Rant: Unabled to send protected object

by kai on 02/03/2007



Sorry guys, this is going to be a rant about silly digital content protection behaviours on mobile devices.

I one of the earlier post of this year, I’ve talked about the Nokia n93 – my new splendid mobile. I still love that phone, so the rant is not about the phone itself, it’s more about the funny behaviour of a whole industry – as similar things happen with Motorola phones as well (just to name one other brand).

The story is: I was trying to transfer a midi ringtone file from my phone to my computer. As both have bluetooth…well, what could be easier than just sending it via Bluetooth? So – I launched the FileManager on the phone, selected the file and chose “send via Bluetooth” – result “Unable to send protected object”. To elaborate a bit more on that – this midi file was created by myself some years ago, there was and is no DRM on the file – nothing, nothing, nothing!

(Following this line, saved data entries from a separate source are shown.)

PR #662, opened 2018-11-15
Remove local base image and always pull base image for building

bamachrn:
Base image is not getting pulled always, so sometimes the dependency image is not getting proper/recently built base image.
This PR makes sure:
* base image is removed from the node before trying to build from it
* force pull the base image for building the image, so that image is always built on top of the recently built base image.

### DIFF
--- a/seed-job/template.yaml
+++ b/seed-job/template.yaml
@@ -65,6 +65,7 @@ objects:
 
                     def image_name_with_registry = "${REGISTRY_URL}/${image_name}"
                     def slave_container_name = "jnlp_ccp-pipeline-master"
+                    def base_image_name= "base/image-with:tag"
 
                     // setting this to ensure the user is notificatied only after the mandatory stages are complete
                     // i.e. (checkout, prebuild) - lint - build - scan - deliver
@@ -111,7 +112,8 @@ objects:
                         stage('Build the container image') {
                             dir("${PIPELINE_NAME}/${GIT_PATH}"){
                                 echo "Cleanup the local parent image if existing"
-                                def output = sh(returnStdout:true, script: "docker rmi `cat ${TARGET_FILE}|awk '/^FROM/ {print $2}'` > image-remove 2>&1", returnStatus: true)
+                                base_image_name = sh(returnStdout:true, script: "cat ${TARGET_FILE}|awk '/^FROM/ {print \$2}'").trim()
+                                def output = sh(returnStdout:true, script: "docker rmi ${base_image_name} > image-remove 2>&1", returnStatus: true)
                                 sh "cat image-remove"
                                 echo "Build the image by always pulling the base image"
                                 sh "docker build --no-cache --pull -t ${image_name} -f ${TARGET_FILE} ${BUILD_CONTEXT}"
@@ -162,11 +164,10 @@ objects:
                         // we need to make sure the image is removed in either case
                         stage('Remove the image') {
                           // don't fail the pipeline if image removal failed due to some error
-                          // the dangling images removal should be handled seprately by some cron etc
                           sh (script: "docker rmi ${image_name_with_registry}; docker rmi ${image_name}", returnStatus: true)
-                          def output = sh(returnStdout:true, script: "docker rmi `cat ${TARGET_FILE}|awk '/^FROM/ {print $2}'` > image-remove 2>&1", returnStatus: true)
+                          def output = sh(returnStdout:true, script: "docker rmi ${base_image_name} > image-remove 2>&1", returnStatus: true)
                           sh "cat image-remove"
-                          sh(script: "docker rmi `docker images -q -f dangling=true`")
+                          sh(script: "docker rmi `docker images -q -f dangling=true`", returnStatus: true)
                         }
                       }
                   }
--- a/seed-job/template.yaml
+++ b/seed-job/template.yaml
@@ -111,7 +111,7 @@ objects:
                         stage('Build the container image') {
                             dir("${PIPELINE_NAME}/${GIT_PATH}"){
                                 echo "Cleanup the local parent image if existing"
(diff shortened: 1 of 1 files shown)


seed-job/template.yaml
```diff
@@ -110,7 +110,11 @@ objects:
                         }
                         stage('Build the container image') {
                             dir("${PIPELINE_NAME}/${GIT_PATH}"){
-                                sh "docker build --no-cache -t ${image_name} -f ${TARGET_FILE} ${BUILD_CONTEXT}"
+                                echo "Cleanup the local parent image if existing"
+                                def output = sh(returnStdout:true, script: "docker rmi $(cat ${TARGET_FILE}|grep '^FROM'|awk '{print $2}') > image-remove 2>&1", returnStatus: true)
+                                sh "cat image-remove"
+                                echo "Build the image by always pulling the base image"
```
dharmit: This bit is not required IMO.

bamachrn: This is to make sure, we are not creating dangling images.

dharmit: `grep '^FROM'|awk '{print $2}')` could be replaced by `awk /FROM/ {print $2}` thus resulting in only one pipe instead of two.

navidshaikh:
```
def base_image = sh(returnStdout:true, script: "cat ${TARGET_FILE} | awk '/FROM/ {print $2}'", returnStatus: true)
def base_image_id = sh(returnStdout:true, script: "docker images -q ${base_image}")
docker build --pull [..]
def base_image_id2 = sh(returnStdout:true, script: "docker images -q ${base_image}")
sh(returnStdout:true, script: "docker rmi ${base_image_id} ${base_image_id2}")
```

bamachrn:
#dotests

seed-job/template.yaml
```diff
@@ -65,6 +65,7 @@ objects:
 
                     def image_name_with_registry = "${REGISTRY_URL}/${image_name}"
                     def slave_container_name = "jnlp_ccp-pipeline-master"
+                    def base_image_name= "base/image-with:tag"
```
navidshaikh: this is not needed

navidshaikh: as in the value of this variable can be initialized as empty string, i.e. `def base_image_name = ""`
also space before `=` operator is missing

seed-job/template.yaml
```diff
@@ -158,8 +164,10 @@ objects:
                         // we need to make sure the image is removed in either case
                         stage('Remove the image') {
                           // don't fail the pipeline if image removal failed due to some error
-                          // the dangling images removal should be handled seprately by some cron etc
                           sh (script: "docker rmi ${image_name_with_registry}; docker rmi ${image_name}", returnStatus: true)
+                          def output = sh(returnStdout:true, script: "docker rmi ${base_image_name} > image-remove 2>&1", returnStatus: true)
+                          sh "cat image-remove"
+                          sh(script: "docker rmi `docker images -q -f dangling=true`", returnStatus: true)
```
navidshaikh: One more thing here is that,

these two steps will remove 
1. dangling image(s)
2. base image
in cases for
1. whether (new) base image is pulled
2. base image is not pulled

then, 
we don't need the earlier step for removal of base_image explicitly, as `--pull` option is anyway taking care of pulling the right one.

This is remove unnecessary step in the flow.

navidshaikh: @dharmit WDYT?

bamachrn: there are two things.
1. For the first removal of image: 
     a. If the image is existing there, it will remove the image so that a new dangling image is not created.
     b. If the image is not existing or can not be removed because it is being used by some other image, command will simply return true, will not do anything.

2. For the second image removal:
    a. If the base image is pulled ( most of the times this will be the case, as we are removing the base image before pulling), we should remove it. This will make sure images are always built with base image pulled from registry.
   b. If the base image is not pulled, then also it should be removed to make sure the image is not left over after the build.

So even though docker `--pull` option always pulls the correct image. IMO, there is no reason to let docker create a dangling image.

bamachrn: Ok so, there are other images like `ci-slave` getting  removed as dangling images. What I am not able to understand is, what harm it will cause us if we remove the base image before build to have a clean slate. So there will not be any chance of building on top of and old image.

Anyway, I am happy to remove that image deletion step to get this closed quickly(As we need this ASAP). we may have to add it back, if we move to buildah or something does not support force pull.

WDYT @navidshaikh @dharmit

navidshaikh: > there are other images like ci-slave getting removed as dangling images.

why so?

navidshaikh: > What I am not able to understand is, what harm it will cause us if we remove the base image before build to have a clean slate.

The point is, it's removal or existence is not affecting the current build. 

Case 1: Base image is updated at registry
  - the right base image is pulled and the resultant image is rebuilt on top of correct base image
  - a dangling base image is left behind (which will be cleared in later stage)

Case 2: Base image is not updated at registry
 - *the docker build step will not pull base image again (minimizing build time)*

bamachrn: > > there are other images like ci-slave getting removed as dangling images.
> 
> why so?

Did not do a RCA, but may be because we have a force pull in seed-job and master-job for the `ci-slave` image

bamachrn: removed the first image removal

seed-job/template.yaml
bamachrn: done

seed-job/template.yaml
```diff
@@ -65,7 +65,7 @@ objects:
 
                     def image_name_with_registry = "${REGISTRY_URL}/${image_name}"
                     def slave_container_name = "jnlp_ccp-pipeline-master"
-                    def base_image_name= "base/image-with:tag"
+                    def base_image_name = "base/image-with:tag"
```
navidshaikh: the value is still not removed! @bamachrn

Apparently either Nokia or Vodafone think I’d appreciate the fact of being limited in what I could do with my files on my mobile, great! I understand the needs of dealing with DRM protected content, I really do. But doing it this way is just silly as the solution was to launch the Nokia PC Suite, to use the included file manager and copy the file over to the PC. I could also have copied the file on my memory card and put it into my PC – you see my point? It’s just not a real protection, it’s just a silly annoyance that wouldn’t stop people who WANT to get a particular file or media content off a phone. But locking any phone not to transfer particular types of content off a phone via i.e. Bluetooth is just silly.

A similar thing happened to my wife the other week. She’s got a new Motorola phone – could you imagine what sort of a hassle it was to just get a picture off the phone without having to send it as an MMS/PXT?